§ GOAL OF THE EXERCISE: Word for word, restate the entries below from their first line through the line that contains "the autocomplete options.".

Stored items:
-------------------------

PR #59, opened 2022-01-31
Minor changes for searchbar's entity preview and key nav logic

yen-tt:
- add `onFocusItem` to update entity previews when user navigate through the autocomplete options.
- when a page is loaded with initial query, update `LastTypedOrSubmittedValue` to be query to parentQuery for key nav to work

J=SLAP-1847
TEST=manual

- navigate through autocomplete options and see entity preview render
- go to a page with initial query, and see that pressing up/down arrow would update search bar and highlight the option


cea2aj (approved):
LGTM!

-------------------------

§ YOUR RESPONSE:
PR #59, opened 2022-01-31
Minor changes for searchbar's entity preview and key nav logic

yen-tt:
- add `onFocusItem` to update entity previews when user navigate through the autocomplete options.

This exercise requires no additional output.